What API 5L grades are used for coiled line pipe?

Coiled line pipe is most commonly supplied in API 5L X52, X60, and X65, all PSL2, with the M (thermomechanical) delivery condition preferred because the lower carbon and carbon equivalent of TMCP steel supports the plastic strain during coiling without cracking. Higher grades such as X70 are technically possible but require tighter strain analysis.

What is the maximum OD for coiled line pipe?

The practical OD limit for coiled line pipe is approximately NPS 6 (168.3 mm OD) for reel-lay vessels, though most coiled products are NPS 4 (114.3 mm) and below. Above NPS 6, the coiling radius required to maintain acceptable plastic strain becomes impractical for standard reel systems, and conventional joint pipe with S-lay or J-lay is used instead.

How is coiling strain calculated for line pipe?

Coiling strain is the outer-fiber bending strain induced when pipe is wound onto a reel or mandrel. It is calculated as ε = OD / (2R), where OD is the pipe outside diameter and R is the reel radius. For a 114.3 mm pipe on a 7.5 m radius reel, strain equals approximately 0.76%. API 5L PSL2 and DNV-ST-F101 require the material to sustain this strain without cracking, driving the selection of TMCP steels with low carbon equivalent.

What is the difference between coiled line pipe and coiled tubing?

Coiled tubing (CT) is a downhole intervention tool used to convey tools and fluids inside a wellbore. It is typically small-diameter (1 to 3.5 inches), made from high-cycle-fatigue steel, and spooled on CT units.

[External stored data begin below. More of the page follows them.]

Issue #4536, opened 2022-09-12
Enable `trace` log level


yorickdowne:
**Is your feature request related to a problem? Please describe.**

eth-docker uses the same log level for all running components. `trace` is an industry standard, but not supported by Lodestar. This causes Lodestar startup to fail when `trace` logging is configured.

**Describe the solution you'd like**

Support a `trace` log level as an alias to `silly`. That way `trace` logging can be enabled for a "stack" consisting of Lodestar, an EL, Grafana, etc.

dapplion:
Sounds good to me :+1:

PR #5861, opened 2023-08-08
feat(logger): remove unused trace log level

### LINKED ISSUE #5809: Broken `trace` logging
### Describe the bug

It appears that trace logging is broken.  Attempted to add a `logger.trace()` call and e2e tests and the node broke when deployed.

I removed the call and the error went away.  I changed the error to `debug` and the error also went away.  It looks like the name was changed from `silly` to `trace` in #4539 and winston expects the string `silly` to be passed.

We are [setting](https://github.com/ChainSafe/lodestar/blob/2c3d7e14f0082cfe70156e55a9213db952f815c4/packages/logger/src/winston.ts#L56) the [`logLevelNum`](https://github.com/ChainSafe/lodestar/blob/2c3d7e14f0082cfe70156e55a9213db952f815c4/packages/logger/src/interface.ts#L4) which the [docs say](https://github.com/winstonjs/winston#using-custom-logging-levels) should work but it may not be set correctly.

```sh
TypeError: colors[Colorizer.allColors[lookup]] is not a function
    at Colorizer.colorize (/usr/src/lodestar/node_modules/logform/colorize.js:73:49)
    at Colorizer.transform (/usr/src/lodestar/node_modules/logform/colorize.js:98:25)
    at Format.transform (/usr/src/lodestar/node_modules/logform/combine.js:20:24)
    at DerivedLogger._transform (/usr/src/lodestar/node_modules/winston/lib/winston/logger.js:313:29)
    at DerivedLogger.Transform._read (/usr/src/lodestar/node_modules/readable-stream/lib/_stream_transform.js:177:10)
    at DerivedLogger.Transform._write (/usr/src/lodestar/node_modules/readable-stream/lib/_stream_transform.js:164:83)
    at doWrite (/usr/src/lodestar/node_modules/readable-stream/lib/_stream_writable.js:409:139)
    at writeOrBuffer (/usr/src/lodestar/node_modules/readable-stream/lib/_stream_writable.js:398:5)
    at DerivedLogger.Writable.write (/usr/src/lodestar/node_modules/readable-stream/lib/_stream_writable.js:307:11)
    at DerivedLogger.log (/usr/src/lodestar/node_modules/winston/lib/winston/logger.js:225:14) colors[Colorizer.allColors[lookup]] is not a function
```

### Expected behavior

A trace log should work and not break the other log levels

### Steps to reproduce

1. Create a `logger.trace`
2. Run e2e tests and should work correctly 

### Additional context

_No response_

### Operating system

Linux

unstable

matthewkeil:
**Motivation**

`trace` does not follow our logging policy and it is broken as well.  Found an error and instead of fixing we decided to remove it.  

Closes  #5809 

**Description**

- Ensured no usage of the `log.trace()` 
- Update `Logger` interface to remove `trace` method
- Kept `LogLevel.trace` so that it can be passed into the CLI without throwing an error but will be handled similar to `debug` logging level
- Remove `trace` method from `WinstonLogger`, `getLoggerVc` and `getEmptyLogger`

### DIFF
--- a/packages/logger/src/empty.ts
+++ b/packages/logger/src/empty.ts
@@ -17,8 +17,5 @@ export function getEmptyLogger(): Logger {
     debug: function debug(): void {
       // Do nothing
     },
-    trace: function trace(): void {
-      // Do nothing
-    },
   };
 }
--- a/packages/logger/src/winston.ts
+++ b/packages/logger/src/winston.ts
@@ -77,8 +77,8 @@ export class WinstonLogger implements Logger {
     this.createLogEntry(LogLevel.debug, message, context, error);
   }
 
-  trace(message: string, context?: LogData, error?: Error): void {
-    this.createLogEntry(LogLevel.trace, message, context, error);
+  trace(): void {
+    throw new Error("Trace it not supported by Lodestar");
   }
 
   private createLogEntry(level: LogLevel, message: string, context?: LogData, error?: Error): void {
--- a/packages/logger/src/winston.ts
+++ b/packages/logger/src/winston.ts
@@ -77,10 +77,6 @@ export class WinstonLogger implements Logger {
     this.createLogEntry(LogLevel.debug, message, context, error);
   }
 
-  trace(message: string, context?: LogData, error?: Error): void {
-    this.createLogEntry(LogLevel.trace, message, context, error);
-  }
-
   private createLogEntry(level: LogLevel, message: string, context?: LogData, error?: Error): void {
     // Note: logger does not run format.transform function unless it will actually write the log to the transport
 
--- a/packages/logger/src/winston.ts
+++ b/packages/logger/src/winston.ts
@@ -77,8 +77,8 @@ export class WinstonLogger implements Logger {
     this.createLogEntry(LogLevel.debug, message, context, error);
   }
 
-  trace(): void {
-    throw new Error("Trace it not supported by Lodestar");
+  trace(message: string, context?: LogData, error?: Error): void {
+    this.createLogEntry(LogLevel.trace, message, context, error);
   }
 
   private createLogEntry(level: LogLevel, message: string, context?: LogData, error?: Error): void {
--- a/packages/utils/src/logger.ts
+++ b/packages/utils/src/logger.ts
@@ -1,7 +1,7 @@
 /**
  * Interface of a generic Lodestar logger. For implementations, see `@lodestar/logger`
  */
-export type Logger = Record<LogLevel, LogHandler>;
+export type Logger = Record<Exclude<LogLevel, LogLevel.trace>, LogHandler>;
 
 export enum LogLevel {
   error = "error",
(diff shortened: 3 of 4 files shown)


nflaig:
What happens if you pass `trace` as log level now from the CLI? See requirement mentioned in https://github.com/ChainSafe/lodestar/issues/4536/.

matthewkeil:
> What happens if you pass `trace` as log level now from the CLI? See requirement mentioned in #4536.

It will error as it's unsupported per our logging policy.  Should I throw an error on startup stating that its not supported?

Or perhaps should I leave the functions but throw a better error and kill the process if we use it so we know not to?

nflaig:
As per issue

>This causes Lodestar startup to fail when trace logging is configured.

> That way trace logging can be enabled for a "stack" consisting of Lodestar, an EL, Grafana, etc.

Right now we break this use case, I would suggest we go with what I suggested in https://github.com/ChainSafe/lodestar/issues/5809#issuecomment-1660358713.

> We should remove it from types to prevent accidental usage but still allow it to be passed through CLI to not break the use case mentioned in https://github.com/ChainSafe/lodestar/issues/4536.

dapplion (dismissed):
A runtime error like this is not the best way to handle it

matthewkeil:
> A runtime error like this is not the best way to handle it

I agree.  Was actually just messaging @nflaig about this on discord.  Was tossing around the idea of just having trace log to the debug LogLevel but that isnt great either because the function can still be used...

Another idea would be to have two "log levels" one for reporting with all of them and one for the "supported levels" that is used for interface generation so the classes do not export the symbol.  That way passing --trace as the reporting level just outputs debug level but the intellisense will not have trace as a method.  What do you prefer @dapplion and @nflaig?

nflaig:
We can simply update the logger interface
https://github.com/ChainSafe/lodestar/blob/e690ac6df8b6c3e766fd5c245254575dad061f7b/packages/utils/src/logger.ts#L4

to something like this

```ts
export type Logger = Record<Exclude<LogLevel, LogLevel.trace>, LogHandler>;
```

This will allow to set `--logLevel trace` while also preventing accidental usage in code

wemeetagain:
Yeah, would like to see the solution @nflaig proposed

nflaig (changes requested):
shouldn't this method be removed here as well?

https://github.com/ChainSafe/lodestar/blob/92cca53f7711debf2f21029344a5bcd5ecb037e1/packages/logger/src/winston.ts#L80

nflaig (approved):

wemeetagain (approved):
Lgtm, can you update the PR description with the latest changes / motivation before you merge?

nflaig:
On that note, does this close https://github.com/ChainSafe/lodestar/issues/5809 as well?

The expected behavior in the issue is
> A trace log should work and not break the other log levels

but after discussion, the expected behavior should rather be what I mentioend in https://github.com/ChainSafe/lodestar/pull/5861#issuecomment-1669872677

> This will allow to set --logLevel trace while also preventing accidental usage in code

matthewkeil:
@wemeetagain the PR body is updated but cannot merge because of e2e test not closing cleanly.  Ready to merge though I believe.

wemeetagain:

Coiled line pipe is a surface or subsea pipeline product, produced to API 5L, and used as a permanent flow conduit. The two products are governed by different standards and serve entirely different functions.

Does coiled line pipe require special coating?

Yes. The most common coating for coiled line pipe is internal FBE applied before coiling, with external FBE or thin-film liquid epoxy that can withstand the plastic strain of coiling without disbonding. Three-layer polyethylene (3LPE) is generally not used for coiled pipe because the thick outer layer cracks under bending strain. Coating selection must be validated for the specific coiling radius and operating temperature.

What installation method is used for coiled line pipe offshore?

Coiled line pipe is installed by reel-lay vessels, which unwind the pipe from a large horizontal or vertical reel over a stinger into the sea. The reel-lay method is faster than S-lay for small-diameter lines because it eliminates offshore welding. The pipe undergoes plastic straining during the reeling, unreeling, and straightening cycle, which must be accounted for in material selection and fatigue design per DNV-ST-F101.

Can coiled line pipe carry sour service fluids?

Yes, with proper grade and delivery condition selection. For sour service, coiled line pipe must meet API 5L PSL2 Annex H (formerly Annex B) requirements, which impose lower carbon equivalent, tighter sulfur and phosphorus limits, and HIC resistance testing. X52M and X60M PSL2 Annex H grades are the most common choices for sour-service coiled flowlines.